German users are being hit by a newly discovered spam campaign dropping malevolent MS Office documents, which install a copy of the Ozone Remote Access Trojan (RAT) and a rogue certificate onto the victims` PCs.
With what this particular spam wave differs from the many others is that it doesn’t rely on the classic macro-laced Office docs. Instead, it uses a much older technique which hasn’t been observed for quite a while.
Once executed the JS five installs a local Proxy Auto-Config (PAC) file, which takes over the local Internet connection proxy settings of the users. This PAC file is downloaded from a Tor URL via a Tor2Web proxy service like onion.to.
After, the malicious JS file downloads a rogue Comodo certificate necessary for the upcoming Man-in-the-Middle (MitM) attack to disguise and sign malicious traffic.
Finally, the JS file downloads the last required thing – a copy of the Ozone RAT. Ozone was first noticed over a year ago and its authors are currently selling it only for $50 the platinum package and $20 the standard package.
The Ozone RAT established the connection between the hackers and their targets. By installing it onto the victims` PCs, crooks connect to the local copy and gain complete control over the victims` machines, searching for important and worthy data.
The Ozone official webpage states that they are offering a “legal” RAT product. Purchasing it, the RAT comes together with a password dumber, a hidden startup routine, a keylogger and a remote access feature. It is also able to hide its actions, download and run other files if needed and access the remote PC’s webcam.

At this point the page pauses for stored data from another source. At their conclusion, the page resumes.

PR #605, opened 2020-12-08
Rename SignedRecordDTO to SignedRecordContainer

simonovic86:
- rename `SignedRecordDTO` to `SignedRecordContainer`

### DIFF
--- a/packages/common/src/utils/doctype-utils.ts
+++ b/packages/common/src/utils/doctype-utils.ts
@@ -25,7 +25,7 @@ export class DoctypeUtils {
     static serializeRecord(record: any): any {
         const cloned = cloneDeep(record)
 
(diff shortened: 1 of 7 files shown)


packages/common/src/utils/doctype-utils.ts
```diff
@@ -180,7 +180,7 @@ export class DoctypeUtils {
      * @param record - Record
      */
     static isSignedRecordDTO(record: CeramicRecord): boolean {
```
oed, line 182: maybe rename this method?

oed (approved):
lgtm

packages/common/src/utils/doctype-utils.ts
simonovic86: 👍

PR #607, opened 2020-12-08
Record size restriction

simonovic86:
- add restrictions for record size: the default limit is **256KB**
- add tests

### DIFF
--- a/packages/core/src/dispatcher.ts
+++ b/packages/core/src/dispatcher.ts
@@ -10,8 +10,8 @@ import { DoctypeUtils, RootLogger, Logger, IpfsApi } from "@ceramicnetwork/commo
 import { TextDecoder } from 'util'
 import DocID from "@ceramicnetwork/docid";
 
-const DEFAULT_GET_TIMEOUT = 30000 // 30 seconds
-const DEFAULT_MAX_IPFS_OBJECT_SIZE = 500000 // 500 KB
+const IPFS_GET_TIMEOUT = 30000 // 30 seconds
+const IPFS_MAX_RECORD_SIZE = 256000 // 256 KB
 
 /**
  * Ceramic Pub/Sub message type.
@@ -141,20 +141,20 @@ export default class Dispatcher extends EventEmitter {
    * @param cid - Record CID
    */
   async retrieveRecord (cid: CID | string): Promise<any> {
-    const record = await this._ipfs.dag.get(cid, { timeout: DEFAULT_GET_TIMEOUT })
+    const record = await this._ipfs.dag.get(cid, { timeout: IPFS_GET_TIMEOUT })
     await this._restrictRecordSize(cid)
     return cloneDeep(record.value)
   }
 
   /**
-   * Restricts record size to DEFAULT_MAX_IPFS_OBJECT_SIZE
-   * @param cid -
+   * Restricts record size to IPFS_MAX_RECORD_SIZE
+   * @param cid - Record CID
    * @private
    */
   async _restrictRecordSize(cid: CID | string): Promise<void> {
-    const stat = await this._ipfs.block.stat(cid, { timeout: DEFAULT_GET_TIMEOUT })
-    if (stat.size > DEFAULT_MAX_IPFS_OBJECT_SIZE) {
-      throw new Error(`${cid.toString()} record size ${stat.size} exceeds the maximum block size of ${DEFAULT_MAX_IPFS_OBJECT_SIZE}`)
+    const stat = await this._ipfs.block.stat(cid, { timeout: IPFS_GET_TIMEOUT })
+    if (stat.size > IPFS_MAX_RECORD_SIZE) {
+      throw new Error(`${cid.toString()} record size ${stat.size} exceeds the maximum block size of ${IPFS_MAX_RECORD_SIZE}`)
     }
   }
 
--- a/packages/core/src/dispatcher.ts
+++ b/packages/core/src/dispatcher.ts
@@ -10,6 +10,9 @@ import { DoctypeUtils, RootLogger, Logger, IpfsApi } from "@ceramicnetwork/commo
 import { TextDecoder } from 'util'
 import DocID from "@ceramicnetwork/docid";
 
+const DEFAULT_GET_TIMEOUT = 30000 // 30 seconds
+const DEFAULT_MAX_IPFS_OBJECT_SIZE = 500000 // 500 KB
+
 /**
  * Ceramic Pub/Sub message type.
  */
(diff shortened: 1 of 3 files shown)


PaulLeCam (approved):

packages/core/src/dispatcher.ts
```diff
@@ -10,6 +10,9 @@ import { DoctypeUtils, RootLogger, Logger, IpfsApi } from "@ceramicnetwork/commo
 import { TextDecoder } from 'util'
 import DocID from "@ceramicnetwork/docid";
 
+const DEFAULT_GET_TIMEOUT = 30000 // 30 seconds
+const DEFAULT_MAX_IPFS_OBJECT_SIZE = 500000 // 500 KB
```
stbrody, line 14: The word "default" in my mind implies that it can be overridden.  Given that there's no way to override these currently, they just are what is used, I'd vote to drop the word "default" from the names

packages/core/src/dispatcher.ts
```diff
@@ -134,7 +141,21 @@ export default class Dispatcher extends EventEmitter {
...
    */
   async retrieveRecord (cid: CID | string): Promise<any> {
-    return cloneDeep((await this._ipfs.dag.get(cid)).value)
+    const record = await this._ipfs.dag.get(cid, { timeout: DEFAULT_GET_TIMEOUT })
+    await this._restrictRecordSize(cid)
+    return cloneDeep(record.value)
+  }
+
+  /**
+   * Restricts record size to DEFAULT_MAX_IPFS_OBJECT_SIZE (2MB)
```
stbrody, line 150:
```suggestion
   * Restricts record size to DEFAULT_MAX_IPFS_OBJECT_SIZE
```

packages/core/src/dispatcher.ts
```diff
@@ -134,7 +141,21 @@ export default class Dispatcher extends EventEmitter {
    * @param cid - Record CID
    */
   async retrieveRecord (cid: CID | string): Promise<any> {
-    return cloneDeep((await this._ipfs.dag.get(cid)).value)
+    const record = await this._ipfs.dag.get(cid, { timeout: DEFAULT_GET_TIMEOUT })
+    await this._restrictRecordSize(cid)
```
stbrody, line 145: Would be nice to do this before loading the record, so we don't bother to load a very large record we're just going to throw out.

packages/core/src/dispatcher.ts
```diff
@@ -123,9 +126,13 @@ export default class Dispatcher extends EventEmitter {
       const cid = await this._ipfs.dag.put(jws, { format: 'dag-jose', hashAlg: 'sha2-256' })
       // put the payload into the ipfs dag
       await this._ipfs.block.put(linkedBlock, { cid: jws.link.toString() })
+      await this._restrictRecordSize(jws.link.toString())
```
stbrody, line 129: Could we enforce the size limit before storing the record in IPFS?  Otherwise we spend a lot of time uploading a large file over the network for nothing.  This would however require calculating the object size in memory rather than relying on IPFS's `stat` method...

packages/core/src/dispatcher.ts
```diff
@@ -123,9 +126,13 @@ export default class Dispatcher extends EventEmitter {
...
+      await this._restrictRecordSize(cid)
```
stbrody, line 130: This is an aside and doesn't need to be done now, but figured I'd mention it while I'm thinking of it: longer term I think it'd be nice to put an interface in front of IPFS, like you did in the CAS.  Then the logic for enforcing record size could live there so we don't have to duplicate it every time we put or fetch an object from IPFS

packages/core/src/dispatcher.ts
```diff
@@ -134,7 +141,21 @@ export default class Dispatcher extends EventEmitter {
    * @param cid - Record CID
    */
   async retrieveRecord (cid: CID | string): Promise<any> {
-    return cloneDeep((await this._ipfs.dag.get(cid)).value)
+    const record = await this._ipfs.dag.get(cid, { timeout: DEFAULT_GET_TIMEOUT })
```
stbrody, line 144: Will this work if `cid` is a string, or do we need to normalize it to be a CID object?

packages/core/src/dispatcher.ts
simonovic86: I don't think it's possible to check size without getting the data from the network.

packages/core/src/dispatcher.ts
simonovic86: I guess we can use IPLD for calculating the size of the record but I have to check that.

packages/core/src/dispatcher.ts
simonovic86: Yeah, it works both ways: `CID` | `string`.

packages/core/src/dispatcher.ts
simonovic86: Yeah, that makes sense. We could decouple the `Dispatcher` from the IPFS service.

packages/core/src/dispatcher.ts
oed: Can we make the max size an even number? @PaulLeCam suggested 256 KB earlier.

packages/core/src/dispatcher.ts
oed: Yeah, unless we want to throw a zero-knowledge proof into the IPFS implementation 😛

packages/core/src/dispatcher.ts
oed: @simonovic86 the `cid` in this snippet will never be to large fyi. The payload is always the CID that is represented in the `link` property.

packages/core/src/dispatcher.ts
simonovic86: Yep 👍

packages/core/src/dispatcher.ts
simonovic86: yeah, I know. Just wanted to be sure 🙂

packages/core/src/dispatcher.ts
stbrody: ah, I saw that 'stat' method on IPFS and thought that it was a query to the IPFS network for someone who owns the contents to return the 'stat' info.  But I guess it's actually asking the local IPFS cache for 'stat' info on an already-loaded CID?

EDIT: Nothing in the [docs](https://github.com/ipfs/js-ipfs/blob/master/docs/core-api/BLOCK.md#ipfsblockstatcid-options) suggest that you have to load the document before you can access it via the `ipfs.block` api... Is that just a case of the IPFS docs being bad?

oed: I just assumed that this was the case. Not completely certain though.

stbrody: maybe worth a manual test to see what the behavior is @simonovic86?

simonovic86: yeah, it makes sense to do that. I created a [620](https://github.com/ceramicnetwork/js-ceramic/issues/620) story for it.

packages/core/src/dispatcher.ts
simonovic86: Let's investigate this as part of [621](https://github.com/ceramicnetwork/js-ceramic/issues/621) story.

Moreover, the RAT also has its own file manager, an app manager, a process manager and a boot persistence feature.
Taking a good look at all these features, which are usually found in illegitimate spyware programs used for malicious actions, it appears that the Ozone RAT is no as legal as the website presents it to be.
“With RAT applications like Ozone, one does not need to be an expert to create and distribute malware. Anyone can buy Ozone from their websites, or simply download ‘modified’ versions.” – Fortinet’s security experts Joie Salvio and Floser Bacurio Jr. say – “Just a few words of caution, though. This can be a cunning ordeal. These ‘modified’ versions may be the malware themselves. With a lack of understanding how malware schemes work, even before starting your first attack, you may inadvertently become one of the first victims.”